Last week’s visit by a far-right Austrian politician known in Europe for praising Hitler’s employment policies and posing for photos with neo-Nazis sparked considerable controversy here.
Jorg Haider, 42, the leader of the Austrian Freedom Party who is sometimes called the “Austrian David Duke,” said the main purpose for his week-long visit was to solicit the support of over 200,000 Austrian citizens living in the United States who are eligible to vote in the Austrian elections.
But his visit also included meetings with State Department officials and prominent congressmen, as well as a tour of the U.S. Holocaust Memorial Museum.
A slick politician who recently led an unsuccessful campaign to keep Austria out of the European Union and another one to declare, his country closed to foreigners, Haider heads his country’s third-largest party, with 23 seats in the Austrian parliament.
Prior to his ascent to the Austrian parliament, Haider was forced to resign as governor of the German province of Carinthia in 1988 after he expressed support for the Third Reich’s labor policies.
Haider, who says unabashedly he wants to be the next Austrian chancellor, continues to garner support among young neo-Nazis and old communist leaders.
Many predict his rise into the ranks of serious government players will reach new heights after Austria’s next elections in October.
Haider’s visit here was mired in controversy even before he arrived.
At the behest of the Simon Wiesenthal Center, U.S. Rep. Robert Torricelli (D-N.J.) sent a letter to colleagues on Capitol Hill urging them to refuse to meet with Haider.
“In light of the surge of extreme right-wing violence against foreigners and Jews in Europe over the past few years, it is clear that the likes of Jorg Haider should not be dignified with a visit to a United States congressional office,” Torricelli wrote.
CONGRESSMEN POSE FOR PHOTOS WITH HIM
Despite the letter, U.S. Reps. Lee Hamilton (D-Ind.), the powerful chairman of the Foreign Affairs Committee, and Frank McCloskey (D-Ind.) met with Haider and posed for photos with the Austrian party leader.
This prompted an angry response from Rabbi Abraham Cooper, associate dean of the Simon Wiesenthal Center.
In a letter to Hamilton and McCloskey, Cooper expressed the center’s “deep disappointment” over the decision to meet with Haider.
“Armed with photos, (Haider’s) going to go back home with new political capital and legitimacy,” Cooper said.
The letter urged the congressmen to “find appropriate ways to communicate your true feelings about Jorg Haider to the people of Austria.”
According to an aide to McCloskey, the congressman received Torricelli’s letter just as Haider was walking in the door.
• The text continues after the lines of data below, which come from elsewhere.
PR #309, opened 2022-03-01
Add a minimal skeleton for a library callable from MLIR

nicolasvasilache:
Assuming mlir-opt and mlir-cpu-runner are built and in the path.

```
~/github/iree-llvm-sandbox/iterators_build$ >

mlir-opt ../experimental/iterators/test/simple.mlir -convert-std-to-llvm | mlir-cpu-runner -e main -entry-point-result=void -shared-libs=$(pwd)/lib/Utils/libruntime_utils.so
```

Prints:
```
Create a dummy pointer 0xdeadbeef
Use a dummy pointer 0xdeadbeef
```

### DIFF
--- a/experimental/iterators/CMakeLists.txt
+++ b/experimental/iterators/CMakeLists.txt
@@ -1,7 +1,14 @@
 cmake_minimum_required(VERSION 3.0.0)
 project(iterators VERSION 0.1.0)
 
+# TODO: Atm LLVM is still in C++14 land.
 set(CMAKE_CXX_STANDARD 17)
+
+include_directories(include)
+add_subdirectory(lib)
+
+
+
 
 add_subdirectory(docs)
 
@@ -23,6 +30,8 @@ target_include_directories(iterators PUBLIC include)
 include(CTest)
 enable_testing()
 
+# TODO: move these to the tests director.
+# TODO: split tests into C++ and MLIR
 add_executable(iterator_tests
         tests/column_scan_operator_test.cc
         tests/reduce_operator_test.cc
--- a/experimental/iterators/test/simple.mlir
+++ b/experimental/iterators/test/simple.mlir
@@ -1,0 +1,17 @@
+// TODO: this currently does not propertly connect to an actual execution
+
+// R-UN: mlir-opt %s -convert-std-to-llvm -reconcile-unrealized-casts | \
+// R-UN: mlir-cpu-runner -e main -entry-point-result=void \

The aide said McCloskey plans to send a letter to Haider this week expressing his concerns about Haider’s embrace of Hitler’s labor polices and his opposition to membership in the European Union.
An aide to Hamilton would say only that the meeting was in line with the congressman’s practice to meet with democratically elected officials.
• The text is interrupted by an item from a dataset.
PR #310, opened 2022-03-02
POC: Different ways of mondo-building IREE and sandbox.

stellaraccident:


nicolasvasilache:
the iree-integrate branch should supersede this.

Haider, clearly upset by Torricelli’s letter, said in an interview that it was “surprising because it is widely known that Americans are fair and before they make a judgment they want to hear out the other party. Apparently here the judgment was made without doing that.”
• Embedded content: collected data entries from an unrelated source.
PR #154, opened 2018-05-25
Add library for applications

antho1404:
Here is an example of devcon update to slack

```golang
package main

import (
	"os"
	"os/signal"
	"syscall"

	"github.com/mesg-foundation/core/api/client"
)

func main() {

	workflow := client.When(&client.Event{
		Service: os.Getenv("SERVICE_DEVCON_ID"),
		Name:    "update",
	}).
		Then(&client.Task{
			Service: os.Getenv("SERVICE_SLACK_ID"),
			Name:    "notify",
			Inputs: func(interface{}) interface{} {
				return map[string]string{
					"channel": "conferences",
					"title":   "Update on https://devcon.ethereum.org",
					"token":   os.Getenv("SLACK_TOKEN"),
				}
			},
		})

	go workflow.Start()
	defer workflow.Stop()

	abort := make(chan os.Signal, 1)
	signal.Notify(abort, syscall.SIGINT, syscall.SIGTERM)
	<-abort
}
```


antho1404:
you can find an example of application using this api here https://github.com/mesg-foundation/application-devcon-update-on-slack/tree/master

NicolasMahe:
I added my reviews on specific stuff on the code.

Cooper, also upset by Haider’s visit to the U.S. Holocaust Museum, said, “I don’t understand how anyone in the Austrian or Jewish community can categorize this as anything but cynical.
“Someone who just completed a campaign to keep Austria out of the European Union is xenophobic, anti-foreigner, anti-immigrant, anti-Semitic,” he said, adding, “Haider came to Washington looking for more respectability and visibility.”
In an exclusive interview with the Jewish Telegraphic Agency after a speech at the National Press Club on June 22, Haider defended his record and derided his critics as “erroneous” and “unfair.”
Despite widespread news accounts that Haider has met with German neo-Nazi leaders, Haider categorically denied any contacts with “these types of people.”
He said stories about his contact with neo-Nazis are “invented to create a mood against me,”
Reacting to his two-hour visit to the U.S. Holocaust Museum, Haider said, “I think that even those individuals who don’t know much about history will realize that we must do everything to enforce tolerance, everything to enforce human rights and everything to strengthen democracy.”
Haider’s father reportedly travelled to Munich in 1933 with Adolf Eichmann and Alois Brunner as part of the so-called Austrian legions.
When asked about the impact his family history has had on his political and personal life, Haider said that his political activity has been shaped by his belief that “we must do everything to prevent from ever happening again a similar racist regime, a totalitarian regime as the Nazi regime was.”
Haider denied he is a Holocaust denier, saying “we had a regime that committed murder on an industrial scale, five, six, seven, eight million people. The numbers are not important, it is awful enough if it happens to one person.”